[TASK ITEM] What lines of the data below hold the string "Variant"? Copy each one out.

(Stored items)
┄┄┄┄┄┄┄┄┄┄

PR #200, opened 2020-04-13
MAKE-1216: Add change point list grouped by version endpoint to cedar

zamj:


model/change_point_detection.go
```diff
@@ -22,7 +23,7 @@ var (
 )
 
 type ChangePoint struct {
-	Index        int
+	Index        int           `bson:"index" json:"index"`
```
tychoish, line 26: add yaml just for consistency.

model/change_point_detection.go
```diff
@@ -104,10 +105,11 @@ func (ts TriageStatus) Validate() error {
...
 type PerformanceResultSeriesID struct {
-	Project string `bson:"project"`
-	Variant string `bson:"variant"`
-	Task    string `bson:"task"`
-	Test    string `bson:"test"`
+	Project     string `bson:"project" json:"project"`
+	Variant     string `bson:"variant" json:"variant"`
+	Task        string `bson:"task" json:"task"`
+	Test        string `bson:"test" json:"test"`
+	ThreadLevel int32  `bson:"thread_level" json:"thread_level"`
```
tychoish, line 112: this seems like we're collapsing information across some kind of boundary

also thread_level isn't a top level concept in cedar's data model, and I think it might make sense to rethink this a bit.

model/change_point_detection.go
```diff
@@ -126,6 +128,17 @@ type PerformanceData struct {
...
 }
 
+type ChangePointWithPerformanceData struct {
+	PerformanceResultSeriesID `bson:",inline"`
+	ChangePoint               ChangePoint `bson:"change_point"`
+	PerfResultId              string      `bson:"perf_result_id" json:"perf_result_id"`
+}
+
+type GetChangePointsGroupedByVersionResult struct {
+	VersionId    string                           `bson:"version_id" json:"version_id"`
```
tychoish, line 138: VersionID

model/change_point_detection.go
```diff
@@ -126,6 +128,17 @@ type PerformanceData struct {
 	Data                []MeasurementData         `bson:"data"`
 }
 
+type ChangePointWithPerformanceData struct {
+	PerformanceResultSeriesID `bson:",inline"`
```
tychoish, line 132: Can we avoid inlining? I think that locks us into the legacy bson library in a way that I'm not comfortable with.

model/change_point_detection.go
```diff
@@ -126,6 +128,17 @@ type PerformanceData struct {
...
+	ChangePoint               ChangePoint `bson:"change_point"`
+	PerfResultId              string      `bson:"perf_result_id" json:"perf_result_id"`
```
tychoish, line 134: ID

model/change_point_detection.go
```diff
@@ -328,6 +341,94 @@ func ReplaceChangePoints(ctx context.Context, env cedar.Environment, performance
 	return catcher.Resolve()
 }
 
+func GetTotalPagesForChangePointsGroupedByVersion(ctx context.Context, env cedar.Environment, projectId string, pageSize int) (int, error) {
+	type CountResult struct {
```
tychoish, line 345: use an anon struct

model/change_point_detection.go
```diff
@@ -328,6 +341,94 @@ func ReplaceChangePoints(ctx context.Context, env cedar.Environment, performance
...
+		},
+		{
+			"$group": bson.M{
+				"_id":           "$version",
+				"change_points": bson.M{"$push": "$$ROOT"},
+				"version_id":    bson.M{"$first": "$version"},
+			},
+		},
+	}
+	pipe = append(getMatchAndUnwindForChangePointsGroupedByVersion(projectId), pipe...)
```
tychoish, line 418: can you have the builder functions be variadic bson.M functions that return []bson.M so the ordering is a bit more clear?

model/change_point_detection.go
ancostas: Why ID? This is for the performance result, not the change point itself.

model/change_point_detection.go
ancostas: @tychoish Q: do perf results have different thread levels for the measurements being made under them?

In any case, thread level should be applied to the individual measurement time series/change points.

model/change_point_detection.go
```diff
@@ -312,7 +325,7 @@ func GetPerformanceData(ctx context.Context, env cedar.Environment, performanceR
 func ReplaceChangePoints(ctx context.Context, env cedar.Environment, performanceData *PerformanceData, mappedChangePoints map[string][]ChangePoint) error {
 	err := clearChangePoints(ctx, env, performanceData.PerformanceResultId)
 	if err != nil {
-		return errors.Wrapf(err, "Unable to clear change points for measurement %s", performanceData.PerformanceResultId)
+		return errors.Wrapf(err, "Unable to clear change points for measurement %s", performanceData.PerformanceResultId.Project)
```
ancostas, line 328: Why?

zamj: I was getting complaints from the linter. Was a warning rather than an error. I can change them back if this was intended

model/change_point_detection.go
```diff
@@ -328,6 +341,94 @@ func ReplaceChangePoints(ctx context.Context, env cedar.Environment, performance
...
+	}
+	return 0, errors.New("Not able to get count of total changepoints matching query")
+}
+
+func getMatchAndUnwindForChangePointsGroupedByVersion(projectId string) []bson.M {
+	return []bson.M{
+		{
+			"$match": bson.M{
+				bsonutil.GetDottedKeyName(perfInfoKey, perfResultInfoProjectKey):             projectId,
+				bsonutil.GetDottedKeyName(perfAnalysisKey, perfAnalysisChangePointsKey, "0"): bson.M{"$exists": true},
```
ancostas, line 376: I guess this is more efficient than `{$ne:[]}`?

model/change_point_detection.go
zamj: I changed it back to how it was

model/change_point_detection.go
```diff
@@ -328,6 +341,94 @@ func ReplaceChangePoints(ctx context.Context, env cedar.Environment, performance
...
+			},
+		},
+		{
+			"$unwind": "$" + bsonutil.GetDottedKeyName(perfAnalysisKey, perfAnalysisChangePointsKey),
+		},
```
ancostas, line 377: So we are unwinding the change points, and then counting them, right? Shouldn't we be grouping them by version and counting the versions?

model/change_point_detection.go
zamj: Looks like it's about the same - when I do an explain plan, the one in the code is less than 100 ms faster

model/change_point_detection.go
```diff
@@ -328,6 +341,94 @@ func ReplaceChangePoints(ctx context.Context, env cedar.Environment, performance
...
+	}
+}
+
+func GetChangePointsGroupedByVersion(ctx context.Context, env cedar.Environment, projectId string, page, pageSize int) ([]GetChangePointsGroupedByVersionResult, error) {
+	pipe := []bson.M{
+		{
+			"$sort": bson.M{
+				bsonutil.GetDottedKeyName(perfAnalysisKey, perfAnalysisChangePointsKey, perfChangePointCalculatedOnKey): -1,
```
ancostas, line 386: I think we want crono sort on the version by default (i.e. by order).

model/change_point_detection.go
zamj: Misunderstood - thought we were paging by changepoint rather than by version. I'll change it

zamj: Changed

model/change_point_detection.go
tychoish: What do you mean "applied" we don't treat thread level different from any other parameter passed to the test. It is captured but not specially.

model/change_point_detection.go
tychoish: sorry PerfResultID rather just doing s/Id/ID/

rest/service.go
```diff
@@ -233,6 +233,7 @@ func (s *Service) addRoutes() {
 	s.app.AddRoute("/perf/version/{version}").Version(1).Get().RouteHandler(makeGetPerfByVersion(s.sc))
 	s.app.AddRoute("/perf/children/{id}").Version(1).Get().RouteHandler(makeGetPerfChildren(s.sc))
 	s.app.AddRoute("/perf/change_points").Version(1).Post().Wrap(checkUser).RouteHandler(makePerfSignalProcessingRecalculate(s.sc))
+	s.app.AddRoute("/perf/project/{projectId}/version/change_points").Version(1).Get().RouteHandler(makeGetChangePointsByVersion(s.sc))
```
tychoish, line 236: version seems weird in this path, but I'm not sure what I'd put?

zamj: Yeah, I'm not sure of a better way to describe it. It's currently listed in the design as this so that's what I went with

tychoish: can we change it to /perf/project/{projectID}/change_points_by_version

zamj: @ancostas any thoughts?

ancostas: For a single version we'd be doing `/perf/project/{p_id}/version/{v_id}/change_points`, right?

Wouldn't the bulk route then ideally be `/perf/project/{projectId}/version/change_points` for multiple versions w/ change points under them?

ancostas: Separately, FWIW, I think it would be nice if we could just go with the design doc's prescription. There exists a case where the UI consuming this route had already been developed, and we'd basically be breaking it and requiring an update in a separate codebase. That's not happenening in this case, but something I think is worth keeping in mind -- this is why I try to include exact prescriptions for the APIs being developed in my designs, without saying much about how exactly to implement them.

tychoish: we haven't used that paradigm for aggregate routes anywhere in cedar or evergreen. 

what about /perf/project/{projectID}/version/{versionID}/change_points and /perf/project/{projectID}/change_points

model/change_point_detection.go
ancostas: ms or ns? If ms that seems pretty long from a user perspective, and we might want to look into the indexing?

In any case, I'll leave it up to you; I just prefer `{$exists: true, $ne:[]}` since aesthetically it translates better to "is set, and isn't empty", but may just be me.

model/change_point_detection.go
```diff
@@ -328,6 +334,75 @@ func ReplaceChangePoints(ctx context.Context, env cedar.Environment, performance
 	return catcher.Resolve()
 }
 
+func GetTotalPagesForChangePointsGroupedByVersion(ctx context.Context, env cedar.Environment, projectId string, pageSize int) (int, error) {
+	countKey := "count"
+	pipe := appendAfterBaseGetChangePointsByVersionAgg(projectId, bson.M{
```
ancostas, line 339: Why do we need a separate function to append? Seems like we could just concatenate the stages it produces with other stages in any order we wish?

model/change_point_detection.go
```diff
@@ -328,6 +334,75 @@ func ReplaceChangePoints(ctx context.Context, env cedar.Environment, performance
...
+			"$match": bson.M{
+				bsonutil.GetDottedKeyName(perfInfoKey, perfResultInfoProjectKey):             projectId,
+				bsonutil.GetDottedKeyName(perfAnalysisKey, perfAnalysisChangePointsKey, "0"): bson.M{"$exists": true},
+			},
+		},
+		{
+			"$group": bson.M{
+				"_id":          "$info.version",
+				"perf_results": bson.M{"$push": "$$ROOT"},
+				"version_id":   bson.M{"$first": "$info.version"},
```
ancostas, line 372: Is this necessary, since it's already in `_id`?

model/change_point_detection.go
```diff
@@ -328,6 +334,75 @@ func ReplaceChangePoints(ctx context.Context, env cedar.Environment, performance
...
+				"order":        bson.M{"$first": "$info.order"},
```
ancostas, line 373: @tychoish question for you: is there any case where these orders are wildly different for a single version? w.r.t. chrono sort.

model/change_point_detection.go
zamj: These are the starting stages for both the totalPages aggregation and the getting the changepoints aggregation, I don't think there's a case, at least right now, where it makes sense to put these stages in any other order. As well, this change was originally requested by Sam [here](https://github.com/evergreen-ci/cedar/pull/200#discussion_r407820378).
 
If this is something you feel strongly about, please discuss with him so that you're not at cross purposes.

model/change_point_detection.go
zamj: I thought it seemed a bit clearer to have it be an explicit field but its not needed. I removed it

model/change_point_detection.go
ancostas: I mean, I don't think that appendAfterSpecificSituation function is very useful anywhere else, so it seems like cleaning it up to be something like createStandardPipelineStage would make it more reusable since you can do whatever you want with that stage. I don't want to hold up this PR too much though, so go ahead like this.

rest/service.go
ancostas: I mean, to me the route is "Get versions with change points under a specific project", so it seems like the resource would be /projects/p_id/versions/change_points. Or /projects/p_id/versions?include=change_points?

I don't really care though, other than I find diverging from the agreed design a bit hard to scale if we had more people working on this asynchronously. Since we don't, go ahead and make the route whatever makes sense to you two, but please update the technical design such that whomever catches the UI ticket for this  knows what the correct API endpoint is.

zamj: I think Alex's take on how to think about this route is the correct one. This does seem to be very contentious though and I think is one of the last pieces to resolve on this PR. If you want to discuss further Sam, we can set up a quick call to talk through and hopefully come to an agreement.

┄┄┄┄┄┄┄┄┄┄

[SOLUTION FOR THIS EXERCISE]
-	Variant string `bson:"variant"`
+	Variant     string `bson:"variant" json:"variant"`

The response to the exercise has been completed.